Because he and his team simply corrected mutated genes, they don't consider their work in line with efforts to create super-humans.

In the US, Congress has blocked any clinical trials with the aim of turning an edited IVF embryo into a baby. And CRISPR didn't target any other genes - collateral damage that plagued similar Chinese studies in 2015.

In a series of laboratory experiments reported in the journal Nature, the OR researchers tried a different approach. "This brings it closer to clinic, but there's still a lot of work to do".

The new procedure tackled a genetic mutation in human embryos that causes hypertrophic cardiomyopathy, an inherited condition in which the heart muscle becomes abnormally thick.

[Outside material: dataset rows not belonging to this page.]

PR #1026, opened 2025-03-10
FreeBSD support is stable

### LINKED ISSUE #907: Remove the requirement `SUDO_RS_IS_UNSTABLE` on FreeBSD.
This can be performed by reverting commit 502d5677d6ef39efd74307009a3768304c641425.

This is currently blocked since we are not stable on FreeBSD.

squell:
This PR is to be merged when we have completed the internal review of the FreeBSD port.

Closes #907

### DIFF
--- a/src/sudo/mod.rs
+++ b/src/sudo/mod.rs
@@ -23,22 +23,17 @@ mod env;
 mod pam;
 mod pipeline;
 
-/// show warning message when SUDO_RS_IS_UNSTABLE is not set to the appropriate value
+#[cfg_attr(not(feature = "dev"), allow(dead_code))]
 fn unstable_warning() {
-    if cfg!(all(target_os = "linux", not(feature = "dev"))) {
-        return;
-    }
-
     let check_var = std::env::var("SUDO_RS_IS_UNSTABLE").unwrap_or_else(|_| "".to_string());
 
     if check_var != "I accept that my system may break unexpectedly" {
         eprintln_ignore_io_error!(
             "WARNING!
-Sudo-rs is in the early stages of supporting OSes other than Linux and could potentially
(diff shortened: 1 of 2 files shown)


test-framework/sudo-compliance-tests/src/sudo/timestamp.rs
```diff
@@ -166,7 +166,7 @@ fn cached_credential_shared_with_target_user_that_is_self_on_the_same_tty() -> R
     Command::new("sh")
         .arg("-c")
         .arg(format!(
-            "echo {PASSWORD} | sudo -S true; sudo -u {USERNAME} env '{SUDO_RS_IS_UNSTABLE}' sudo -n true && true"
+            "echo {PASSWORD} | sudo -S true; sudo -u {USERNAME} sudo -n true && true"
```
bjorn3, line 169: I think these all should remain in case you want to run the compliance tests with the dev feature enabled to debug an issue.

squell: I was considering that as well so good that you mention it. Basically that means we simply remove 9844f1d from this PR.

src/sudo/mod.rs
```diff
@@ -107,6 +104,7 @@ fn sudo_process() -> Result<(), Error> {
                     eprintln_ignore_io_error!("{}", help::USAGE_MSG);
                     std::process::exit(1);
                 } else {
+                    #[cfg(feature = "dev")]
```
bjorn3, line 107:
```suggestion
```

squell: I have a different idea which makes everything much simpler still.

 `#[allow(dead_code)]` and then keep this `#[cfg]` line.

bjorn3 (approved):

Issue #878, opened 2024-10-13
Making sudo `exec` module available as a command execution library


LeChatP:
**Describe the feature you'd like see implemented in `sudo-rs`**

As the [RootAsRole](https://github.com/LeChatP/RootAsRole/) developer and a PhD Student, I have created an alternative to sudo. This alternative is much more developed in terms of privilege and policy management. However, its management of process execution lacks the security features and knowledge that sudo has accumulated over the last 30 years. In this context, It could be great to making exec module available for everyone. I could manage to write this module myself; but firstly, I'd rather not reinvent the wheel, and secondly, I can't guarantee that this new implementation is as secure as the current sudo implementation.

**What problem can be solved with this feature?**
Making sudo's `exec` module available in a library would allow developers like me to avoid to reinvent the wheel and focus on access control features, while being updated about security insights and fixes, and on the other side, proposing other fixes and maybe features.

**Describe alternatives you've considered**
There is no complete command execution library that manages all the functions offered by a terminal and Linux/BSD kernel in a secure way.

**Additional context**
As a PhD Student in Access control, I can't work on this specific feature. My researches are about how to manage administrative tasks on modern operating systems; My objective is to give administrators the ability to apply least privilege on themselves while keeping initial habits.

Thank you very much, thanks to you I've been able to get a better understanding of how the sudo code works, and to better understand the subtleties of this complex code.

squell:
When discussing future directions with the team last year, identifying areas of the sudo-rs code base that are "useful in their own right" and making those available was something that we explicitly discussed as something we wanted to do. This suggestions fits in nicely with that idea. (I think we were thinking mostly about our PAM-interface, but I can see how the `exec` module could be useful as well.)

What I think could be helpful input here is the kind of API you would want for this module; i.e. which knobs do you want to be able to turn? (Right now I believe the `exec` module might still be a bit closely-but-not-too-closely tied to the `sudoers` configuration)

LeChatP:
In fact, I've already took some of your existing `rpassword` implementation ([here](https://github.com/LeChatP/RootAsRole/tree/main/src/sr/pam)). So yup, it is a good idea to make sudo modules as libs !

[...]

PR #1029, opened 2025-03-17
Some changes to the exec module api

bjorn3:
The first commit changes the order of pam_session_close and cleaning up the signal handler. The second commit doesn't change behavior if I didn't make any mistake. The third commit only moves some code around.

Helps with https://github.com/trifectatechfoundation/sudo-rs/issues/878


squell:
Looks like the first commit (567d19aeff45161ac1c5297f46798b7a290c9b46) essentially reverts e707fd53b135bdc2847eb13e253ef4dcaffeb5a6 by @pvdrz. Maybe we should discuss that, since the latter commit looks very intentional. Other two commits LGTM.

pvdrz:
Hey :wave: 

So, my intention with e707fd5 was just to mitigate our weird code coverage errors but given that we weren't actually able to get coverage working well enough I think reverting it is not an issue. 

The other commits look like sensible changes so overall I approve these changes.

PR #1554, opened 2026-04-18
Normalize sudo prompts

### LINKED ISSUE #1474: More gradual sudo prompt transition
Strip a trailing `:` and prefixing `[sudo] ` block from a given SUDO_PROMPT

Would get rid of users *that have customised their ogsudo prompt* seeing e.g. `[sudo: [sudo] password:] PAMPROMPT:` but instead would show `[sudo: password] PAMPROMPT` which is passable.

**Additional context**
This would allow users that have customised prompts a better user experience when switching between sudo-rs and ogsudo. Won't solve any issues with software relying on the password prompt looking a certain way.

For `--prompt` we could implement the same check, but I think it's mostly relevant for the environment variable.

Also see #1267

WaterWhisperer:
Fixes: #1474

### DIFF
--- a/src/sudo/pam.rs
+++ b/src/sudo/pam.rs
@@ -22,6 +22,18 @@ pub(super) struct InitPamArgs<'a> {
     pub(super) hostname: &'a str,
 }
 
+fn normalize_sudo_prompt(mut prompt: String) -> String {
+    if let Some(stripped) = prompt.strip_prefix("[sudo] ") {
+        prompt = stripped.to_owned();
+    }
+
+    if prompt.ends_with(':') {
+        prompt.pop();
+    }
+
+    prompt
+}
+
 pub(super) fn init_pam(
     InitPamArgs {
         launch,
@@ -82,6 +94,7 @@ pub(super) fn init_pam(
                     }
                 }
             }
+            final_prompt = normalize_sudo_prompt(final_prompt);
             pam.set_auth_prompt(Some(final_prompt));
         }
     }
--- a/test-framework/sudo-compliance-tests/src/sudo/flag_prompt.rs
+++ b/test-framework/sudo-compliance-tests/src/sudo/flag_prompt.rs
@@ -28,6 +28,52 @@ fn reads_prompt_flag() {
 }
 
 #[test]
+fn normalizes_sudo_prompt_flag() {
+    let env = Env(format!("{USERNAME}    ALL=(ALL:ALL) ALL"))
+        .user(User(USERNAME).password(PASSWORD))
+        .build();
+
+    let output = Command::new("sh")
+        .arg("-c")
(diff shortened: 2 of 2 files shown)


WaterWhisperer:
Although #1474 is mainly motivated by `SUDO_PROMPT`, I implemented this in the shared prompt normalization path, so the same check now applies to `--prompt` as well.

src/sudo/pam.rs
```diff
@@ -82,6 +94,7 @@ pub(super) fn init_pam(
                     }
                 }
             }
+            final_prompt = normalize_sudo_prompt(final_prompt);
```
bjorn3, line 97: If we wanted to change the prompt in the first place, the real solution would be to not add the `[sudo]` prefix at all rather than stripping it away later.

WaterWhisperer: My understanding is that this patch doesn't remove a `[sudo]` prefix added by sudo-rs itself. The final prompt is still composed as `[sudo: {prompt}] {pam_msg}`. The normalization here is applied to the user-supplied prompt before that final composition step, mainly to avoid cases like `[sudo: [sudo] password:] Password:` when users carry over an ogsudo prompt.

That said the current implementation also strips a trailing `:` more generally.

squell:
Note: we hadn't decided yet whether we wanted to adopt #1474 (it had the `consultation` label). We have now decided to not pursue this behaviour as it can be confusing to users. That means that this PR can be closed.

I'd like to thank @WaterWhisperer for showing us the implementation strategy however; that was not a reason in closing the issue as unplanned.

WaterWhisperer:
> Note: we hadn't decided yet whether we wanted to adopt #1474 (it had the `consultation` label). We have now decided to not pursue this behaviour as it can be confusing to users. That means that this PR can be closed.
> 
> I'd like to thank @WaterWhisperer for showing us the implementation strategy however; that was not a reason in closing the issue as unplanned.

Sorry for not noticing the `consultation` label, and thank you for the clarification, I am getting a lot of insights from sudo-rs

squell:
> Sorry for not noticing the `consultation` label, and thank you for the clarification, I am getting a lot of insights from sudo-rs

I don't think it's particularly clear what that label means,  so that's our fault (also for combining 'good first issue' with 'consultation'). But your PR did force us to make a decision, so thanks for that. I hope you didn't waste too much time on this. :-)

WaterWhisperer:
> I don't think it's particularly clear what that label means, so that's our fault (also for combining 'good first issue' with 'consultation'). But your PR did force us to make a decision, so thanks for that. I hope you didn't waste too much time on this. :-)

Thanks! It doesn't matter how much time spend, I learned a lot in the process, gained knowledge and fun, which is invaluable :)

PR #1557, opened 2026-04-21
Correctly use extern "C" for signal handlers

bjorn3:
Strictly speaking using the Rust ABI here is UB, but to the best of my knowledge no rustc version from the past 10 years would miscompile this on mainstream targets given that all arguments are 32bit int or pointer types rather than structs. Other than on x86 (which uses the stack) all mainstream targets pass these (possibly sign extended) in registers. The current Rust ABI has only differed in omitting this sign extension, but we ignore the argument that gets sign extended anyway.

### DIFF
--- a/src/system/signal/set.rs
+++ b/src/system/signal/set.rs
@@ -59,7 +59,7 @@ impl SignalAction {
 
 static PENDING_SIGNALS: [AtomicBool; 64] = [const { AtomicBool::new(false) }; 64];
 
-fn store_pending(signal: SignalNumber) {
+extern "C" fn store_pending(signal: SignalNumber) {
     PENDING_SIGNALS[signal as usize].store(true, Ordering::SeqCst);
 }
 
--- a/src/system/signal/set.rs
+++ b/src/system/signal/set.rs
@@ -57,10 +57,13 @@ impl SignalAction {
     }
 }
 
-static PENDING_SIGNALS: [AtomicBool; 64] = [const { AtomicBool::new(false) }; 64];
+static PENDING_SIGNALS: [AtomicBool; 65] = [const { AtomicBool::new(false) }; 65];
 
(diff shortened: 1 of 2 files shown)


src/system/signal/set.rs
```diff
@@ -59,7 +59,7 @@ impl SignalAction {
 
 static PENDING_SIGNALS: [AtomicBool; 64] = [const { AtomicBool::new(false) }; 64];
```
squell:
```suggestion
static PENDING_SIGNALS: [AtomicBool; 65] = [const { AtomicBool::new(false) }; 65];
```
While we are tightening bolts, the maximum signal number theoretically is `64`, shouldn't we update that here as well?

squell: I mean we never register handler for those signals, but still. And then of course panicking in a signal handler might also not end well, so maybe we should instead silently ignore.

src/system/signal/set.rs
```diff
@@ -59,7 +59,7 @@ impl SignalAction {
...
 
-fn store_pending(signal: SignalNumber) {
+extern "C" fn store_pending(signal: SignalNumber) {
     PENDING_SIGNALS[signal as usize].store(true, Ordering::SeqCst);
```
squell: I.e. something like
```suggestion
    if let Some(cell) = PENDING_SIGNALS.get_mut(signal as usize) {
        cell.store(true, Ordering::SeqCst);
    }
```

squell: Note: we don't need to have both suggestions; simply ignoring signals that wouldn't fit in the PENDING_SIGNALS array is fine without increasing its size to 65.

squell (approved):

squell:
I've added df0abf6. If you like that commit go ahead and merge, otherwise you can dismiss my approval and replace it.

PR #1558, opened 2026-04-21
Warn on relative paths in secure_path

### LINKED ISSUE #1153: Add warning when a relative path is part the path used for resolving commands
E.g. suppose /etc/sudoers contains:

`Defaults secure_path="/bin:./"`, emit a soft diagnostic that `.` is ignored.

Note that the current behaviour is already that relative paths are ignored, but we don't emit a warning.  A good place to do that would be `common/context.rs`

WaterWhisperer:
Fixes: #1153

### DIFF
--- a/src/sudoers/ast.rs
+++ b/src/sudoers/ast.rs
@@ -7,6 +7,7 @@ use crate::common::{
     HARDENED_ENUM_VALUE_4, HARDENED_ENUM_VALUE_5,
 };
 use crate::defaults;
+use std::path::Path;
 
 /// The Sudoers file allows negating items with the exclamation mark.
 #[cfg_attr(test, derive(Debug, Eq))]
@@ -129,6 +130,11 @@ pub struct PermissionSpec {
 pub type Defs<T> = Vec<Def<T>>;
 pub struct Def<T>(pub String, pub SpecList<T>);
 
+pub struct DefaultsParameter {
+    pub modifier: defaults::SettingsModifier,
+    pub warn_relative_secure_path: bool,
+}
+
 /// AST object for directive specifications (aliases, arguments, etc)
 #[repr(u32)]
 pub enum Directive {
@@ -136,7 +142,7 @@ pub enum Directive {
     HostAlias(Defs<Hostname>) = HARDENED_ENUM_VALUE_1,
     CmndAlias(Defs<Command>) = HARDENED_ENUM_VALUE_2,
     RunasAlias(Defs<UserSpecifier>) = HARDENED_ENUM_VALUE_3,
-    Defaults(Vec<defaults::SettingsModifier>, ConfigScope) = HARDENED_ENUM_VALUE_4,
+    Defaults(Vec<DefaultsParameter>, ConfigScope) = HARDENED_ENUM_VALUE_4,
 }
 
 /// AST object for the 'context' (host, user, cmnd, runas) of a Defaults directive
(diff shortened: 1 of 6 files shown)


WaterWhisperer:
I extended the existing `secure_path` tests instead of adding separate new ones for a small behavior change.

src/common/context.rs
```diff
@@ -67,6 +82,10 @@ impl Context {
         let shell = resolve_shell(launch, &current_user, &target_user);
 
         let override_path = policy.search_path(&hostname, &current_user, &target_user);
+        let command_uses_path_lookup = shell.is_none()
+            && matches!(sudo_options.positional_args.first(), Some(command) if Path::new(command).parent() == Some(Path::new("")));
```
bjorn3: Path::new(command).is_relative()

src/common/context.rs
```diff
@@ -45,6 +47,19 @@ pub enum LaunchType {
     Login = HARDENED_ENUM_VALUE_2,
 }
 
+fn warn_about_ignored_relative_secure_path_entries(
+    override_path: Option<&str>,
+    command_uses_path_lookup: bool,
+) {
+    if command_uses_path_lookup {
+        if let Some(path) = override_path {
+            if path.split(':').any(|entry| !Path::new(entry).is_absolute()) {
```
bjorn3: `Path::new(entry).is_relative()`

src/common/context.rs
```diff
@@ -67,6 +82,10 @@ impl Context {
         let shell = resolve_shell(launch, &current_user, &target_user);
 
         let override_path = policy.search_path(&hostname, &current_user, &target_user);
+        let command_uses_path_lookup = shell.is_none()
+            && matches!(sudo_options.positional_args.first(), Some(command) if Path::new(command).parent() == Some(Path::new("")));
+
+        warn_about_ignored_relative_secure_path_entries(override_path, command_uses_path_lookup);
```
bjorn3: Perhaps move this into the `let path = if let Some(path) = override_path {` at line 94? Same for the other call.

bjorn3: Or alternatively move this warning to the code that parses `secure_path` in the first place and emit it unconditionally when there is a relative path in `secure_path`.

bjorn3 (changes requested):

squell:
Suggestion: if `user_warn!` is used, that means visudo cannot act on this diagnostic. 

Another approach could be to add this sanity check in `sudoers/mod.rs` and push it on the vector containing the various diagnostics (similar to how circular aliases are complained about).

src/common/context.rs
WaterWhisperer: Thanks for the review, that would be better

WaterWhisperer:
> Suggestion: if `user_warn!` is used, that means visudo cannot act on this diagnostic.
> 
> Another approach could be to add this sanity check in `sudoers/mod.rs` and push it on the vector containing the various diagnostics (similar to how circular aliases are complained about).

I reworked this into the sudoers diagnostics path so `visudo` sees it too.

One thing I'm a bit confused: under the `visudo` pipeline this ends up being shown as `syntax error: ...`, even though it is a diagnostic about `secure_path`(and like recursive alias). Is that the intended presentation?

squell:
> One thing I'm a bit confused: under the `visudo` pipeline this ends up being shown as `syntax error: ...`, even though it is a diagnostic about `secure_path`(and like recursive alias). Is that the intended presentation?

That's a good point. We're open to changing that error prefix to something better (could be more generic like "error" or less lazy like "configuration error"). Technically, you could argue it is also not a syntax error if someone would write `Defaults !flerbage`.

WaterWhisperer:
> That's a good point. We're open to changing that error prefix to something better (could be more generic like "error" or less lazy like "configuration error"). Technically, you could argue it is also not a syntax error if someone would write `Defaults !flerbage`.

Makes sense. The wording still feels a little imperfect to me, but I think it's acceptable now. A more general prefix improvement could be handled separately and may need more discussions.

The heart problem is just one of more than 10,000 conditions that are caused by an error in the gene.

This image shows the first sign of successful in vitro fertilization, after co-injection of a gene-correcting enzyme and sperm from a donor with a genetic mutation known to cause hypertrophic cardiomyopathy.

This is the first study to demonstrate that a gene-editing technique can be used in human embryos to convert mutant genes back to their normal version, the researchers said.

Once the gene was removed, the embryo's own fix systems replaced them with the healthy version.

The genetically-modified embryos were only allowed to grow for a few days before being destroyed as there was never intent to implant them.

New gene editing tools let scientists alter the DNA of living cells - from plants, animals, even humans - more precisely than ever before. They were not intended for implantation either. About 40 nations, including the United States and the UK, effectively prohibit or outlaw using the method to genetically engineer babies.

"We think this is the first and largest study from which you could draw some reasonable conclusions", said Dr. Paul Amato, an OHSU adjunct associate professor of obstetrics and gynecology and study co-author. The process works in three steps.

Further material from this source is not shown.